Saved data entries:

________________

PR #9574, opened 2021-04-13
add Farm 2 and Farm 2CE printer, extruder profiles, variants, quality, meshes and images.

saliery999:
Hello ultimaker team,
We glad to introduce new 3d printer family from Ukraine :) and ask to add our 2 new printers models, farm 2 and farm 2ce.
We had tested it locally on our system and its work stable, also we want add 2 images to platform (mesh) file but we don't know where correct this do so i attach how they must be.

farm2 example plate
farm2ce example plate
quality folders
test 1
test 2


Ghostkeeper:
These look like the printers being added here: https://rozetka.com.ua/3d_printers/c1593467/producer=farm-3d-llc/

farm2.def.json
```diff
@@ -0,0 +1,57 @@
...
+    "overrides": {
+        "machine_name": { "default_value": "Farm 2" },
+        "machine_start_gcode" : {
+            "default_value": "G28 ;Home\nG1 Y0 Z3.0 F4000 ;Move the platform\nG92 E0\nG1 F1000 Z0.2\nG1 X190 F1000 E50 Z0.2\nG92 E0"
+        },
+        "machine_end_gcode" : {
+            "default_value": "M104 S0\nM140 S0\nG92 E1\nG1 E-1 F300\nG28\nM84\nM81"
+        },
+        "machine_width": {
+            "default_value": 209
```
Ghostkeeper, line 35: I couldn't find online what the dimensions of this printer are, but this guy claims 215x215x205mm: https://rozetka.com.ua/104976036/p104976036/comments/

I'll believe you here, but you might want to double-check.

Ghostkeeper (approved):

farm2.def.json
saliery999: hello, the correct printer value is x(203) y(199) z(197)

saliery999: its for farm2

saliery999: for farm2ce - x(209) y(199) z(213)

Ghostkeeper (changes requested):
Ah, sorry. These resource files are not in the correct positions. I was moving them for you (because that is easier for both of us) but then found out that I need your help with something still that I can't do myself.

We require the platform meshes to be less than 1MB per printer. So I'd like you to make the following changes:

* Please reduce the file size of the farm2_platform.stl . You can do this by converting it to 3MF (which is usually smaller) for instance with [my own converter application](https://github.com/Ghostkeeper/ConvertTo3mf/releases/tag/v0.1.0). Or you could actually reduce the resolution of the mesh, for instance in Blender with the Decimate mesh modifier. Or you could export it at a lower resolution from whatever CAD software you were using.
* Please move the files to their appropriate resources folders:
  * `farm2.def.json` and `farm2_CE.def.json` need to go into `resources/definitions/`.
  * `farm2CEplate.png.png` and `farm2plate.png` need to go into `resources/images/`. Perhaps also remove the duplicate `.png` from the first one while you're at it?
  * `farm2_ce_extruder_1.def.json` and `farm2_extruder_1.def.json` need to go into `resources/extruders/`.
  * All the `farm2_ce_printhead_0.*.inst.cfg` and `farm2_printhead_0.*.inst.cfg` files need to go into `resources/variants/`.

Our automated checks would have caught these mistakes if the files were in their correct folders.

farm2.def.json
Ghostkeeper: Nice, just wanted to check with you.

saliery999: ok i make changes and add new platform which is used both for 2 printers, but i not sure if they correct open in correct position so i add a screen how they would be
zone

saliery999: i mean platform offset will now not correct when i change file to 3mf

nallath:
Your profiles are still not correct. For one, the version number in the profiles is incorrect (should be 17)

saliery999:
> Your profiles are still not correct. For one, the version number in the profiles is incorrect (should be 17)

ok i think i fixed that ?

saliery999:
ok i fix variants to v17 but now cura 4.9.1 not show them anymore. they says - empty and from now cura not open platform mesh correctly, i think they separately platform into parts and choice one of them, how can i fix this ?

Ghostkeeper:
The error message when you run the automated tests is a pretty good indicator for what's wrong with them, I think. You can run the tests with `ctest --verbose`.

The extruders and variants for the Farm 2CE printer refer to a printer called `farm2_ce`. However your definition is called `farm2_CE`. Computers are case sensitive normally. The case needs to match. Our convention is to keep the profile filenames lowercase, so renaming the file to `farm2_ce.def.json` should fix that.

saliery999:
> The error message when you run the automated tests is a pretty good indicator for what's wrong with them, I think. You can run the tests with `ctest --verbose`. We also run them when reviewing these changes though.
> 
> The extruders and variants for the Farm 2CE printer refer to a printer called `farm2_ce`. However your definition is called `farm2_CE`. Computers are case sensitive normally. The case needs to match. Our convention is to keep the profile filenames lowercase, so renaming the file to `farm2_ce.def.json` should fix that.

ok done but idk how to perform test and also my variants dont work in cura anyway and about platform mesh what i write before

saliery999:
ttf
anyway got this menu not work from cura 4.9.1, all work fine in 4.8

farm2.def.json
Ghostkeeper: That would depend on the way these files are converted then. At some point I converted all existing STLs to 3MF and that went pretty painlessly for the most part: https://github.com/Ultimaker/Cura/pull/7545

Ghostkeeper:
That would be because the profiles are too modern. They won't work in 4.8 either, but you haven't tried it since updating the `setting_version` in these profiles. The profiles work fine in Cura 4.10: 
image

However the build plate mesh is not aligned. I think something has gone wrong in the conversion there. Could you align it and rotate it properly?

saliery999 (commented):
> That would be because the profiles are too modern. They won't work in 4.8 either, but you haven't tried it since updating the `setting_version` in these profiles. The profiles work fine in Cura 4.10:
> image
> 
> However the build plate mesh is not aligned. I think something has gone wrong in the conversion there. Could you align it and rotate it properly?
> 
> Also note that STL and 3MF both don't support texture coordinates. At least, 3MF does with an extension, but Cura doesn't support that 3MF extension. You'd have to use OBJ to make the texture work.s

ok i think i change it correctly. Can you tell me what about images (picture on my meshes) ? i cant test it but i have 2 pictures for 1 mesh and for 2 different machines. Also if it doing by coding, can you preview result? and its possible to try add all in cura v4.10? idk when it will be out

Ghostkeeper:
It won't be added for Cura 4.10 any more. 4.10 is feature-frozen, so that the testers can test the release without new features changing the application from underneath them. This would be for 4.11.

________________

-- Exercise prompt --
Find "were" in the preceding records. Copy each line that holds it.

-- Solved problem --
* Please reduce the file size of the farm2_platform.stl . You can do this by converting it to 3MF (which is usually smaller) for instance with [my own converter application](https://github.com/Ghostkeeper/ConvertTo3mf/releases/tag/v0.1.0). Or you could actually reduce the resolution of the mesh, for instance in Blender with the Decimate mesh modifier. Or you could export it at a lower resolution from whatever CAD software you were using.
Our automated checks would have caught these mistakes if the files were in their correct folders.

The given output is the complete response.